(The task):
The word to find is "APIs". State how many lines below contain it, giving only the number.

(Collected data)
______

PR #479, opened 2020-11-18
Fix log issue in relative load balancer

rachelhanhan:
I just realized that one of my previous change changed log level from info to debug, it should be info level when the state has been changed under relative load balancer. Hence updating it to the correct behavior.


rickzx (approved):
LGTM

______

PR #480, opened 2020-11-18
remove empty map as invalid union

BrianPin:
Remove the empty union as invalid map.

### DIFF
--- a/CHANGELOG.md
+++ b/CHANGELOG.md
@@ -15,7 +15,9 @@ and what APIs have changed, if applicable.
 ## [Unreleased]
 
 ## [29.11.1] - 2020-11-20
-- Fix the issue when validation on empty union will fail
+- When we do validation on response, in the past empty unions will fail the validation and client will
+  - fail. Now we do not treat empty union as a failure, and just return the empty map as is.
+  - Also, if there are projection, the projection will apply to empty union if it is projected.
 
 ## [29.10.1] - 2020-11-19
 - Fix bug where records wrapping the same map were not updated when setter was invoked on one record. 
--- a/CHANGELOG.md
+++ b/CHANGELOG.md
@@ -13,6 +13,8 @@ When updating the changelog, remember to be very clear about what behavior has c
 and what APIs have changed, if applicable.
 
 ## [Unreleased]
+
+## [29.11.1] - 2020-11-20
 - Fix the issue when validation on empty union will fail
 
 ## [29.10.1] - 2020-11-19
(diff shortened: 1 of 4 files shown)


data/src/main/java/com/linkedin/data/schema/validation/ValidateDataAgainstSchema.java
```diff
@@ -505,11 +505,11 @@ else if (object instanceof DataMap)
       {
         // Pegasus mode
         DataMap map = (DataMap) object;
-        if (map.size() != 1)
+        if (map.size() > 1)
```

______

(The completed task):
2